The proposed model is trained on a set of images and sentences with their relationship labeled as relevant or irrelevant. In the training stage, we forward propagate the whole network to map the textual and visual information into a common space. Then inner product and max margin are used in the criterion function to backward propagate the whole network with stochastic gradient descent (SGD) method to force the semantic similar cross-media information to be close to each other in the new space. Three components of the proposed model can be described in details as follows.

3.1 Textual Model

Deep semantic similarity model (DSSM) introduced in [22] has been proved to achieve significant quality improvement on automatic highlighting of keywords and contextual entity search. One advantage of this model is that it can extract local and global features from a sentence. However, the convolutional layer in this model fixed the number of words in the group of input, which limits its function in extracting potentially relevant words. For example, for the phrase “a black and white cat”, it is impossible to link the adjective “black” and the noun “cat” if the group number for relevance searching is less than four. To tackle this weakness, we extend this model and relax this constraint by searching phrases with arbitrary length. The overview of our textual model is shown in Fig. 3, which is constructed as a CNN composed of hashing layer, convolutional layer, max-pooling layer, and fully-connected layer.

Fig. 3.
figure 3

Illustration of the network architecture and information flow of the textual model. The number in the rectangle represents the dimension in the layer.

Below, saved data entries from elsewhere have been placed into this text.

PR #1593, opened 2020-10-02
Support 2D array ASTC compressed texture formats decoding

gdkchan:
Decoding 2D array ASTC texture was not supported, which means that layers other than the base layer would be completely blank. This adds support for decompression for 2D array textures aswell.

Fixes missing textures in Donkey Kong Country Tropical Freeze.
Before:
image
After:
image

### DIFF
--- a/Ryujinx.Graphics.Gpu/Image/Texture.cs
+++ b/Ryujinx.Graphics.Gpu/Image/Texture.cs
@@ -657,6 +657,7 @@ namespace Ryujinx.Graphics.Gpu.Image
                     Info.Height,
                     _depth,
                     Info.Levels,
+                    _layers,
                     out Span<byte> decoded))
                 {
                     string texInfo = $"{Info.Target} {Info.FormatInfo.Format} {Info.Width}x{Info.Height}x{Info.DepthOrLayers} levels {Info.Levels}";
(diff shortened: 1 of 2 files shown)


Ryujinx.Graphics.Gpu/Image/Texture.cs
```diff
@@ -657,6 +657,7 @@ private ReadOnlySpan<byte> ConvertToHostCompatibleFormat(ReadOnlySpan<byte> data
                     Info.Height,
                     _depth,
                     Info.Levels,
+                    _layers,
                     out Span<byte> decoded))
                 {
                     string texInfo = $"{Info.Target} {Info.FormatInfo.Format} {Info.Width}x{Info.Height}x{Info.DepthOrLayers} levels {Info.Levels}";
```
jduncanator, line 663: Might want to add `_layers` to the debug string here. Would also be useful to inline this on the actual Logger call, so that it can be "optimized away" when the Debug log is not enabled.

jduncanator (approved):
:+1:

Ryujinx.Graphics.Gpu/Image/Texture.cs
gdkchan: `Info.DepthOrLayers` already contains the amount of layers for array textures, or the depth for 3D textures (and there's no "3D array" texture).

riperiperi (approved):
Very nice one!

Ryujinx.Graphics.Gpu/Image/Texture.cs
jduncanator: Sounds good to me.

As we can see from Fig. 3, the raw input of textual model includes each word in a sentence. In the hashing layer, a vector of 3-grams (tri-letter vector) is built for each word. The prominent advantage of tri-letter vector is that this representation can significantly reduce the total number of dimensions. Though English words is numerous, the number of tri-letter used to represent them can be very small. According to [23], a set of 500K-word vocabulary can boil down to only 30621 tri-letters.

After the tri-letter vectors are inputted to the convolutional layer, the local features of sentence are extracted in this layer. During the process of textual feature extraction, a sliding window is employed to concatenate words within the window to generate a new vector which is used as the input to a linear function and tanh activation in the last layers of the textual model. Since each word has a chance to be relevant to any other words in the sentence, the size of window is varied from one to the total number of words in the sentence. In the process, the duplicated words will increase their importance so that the extracted local features are more representative.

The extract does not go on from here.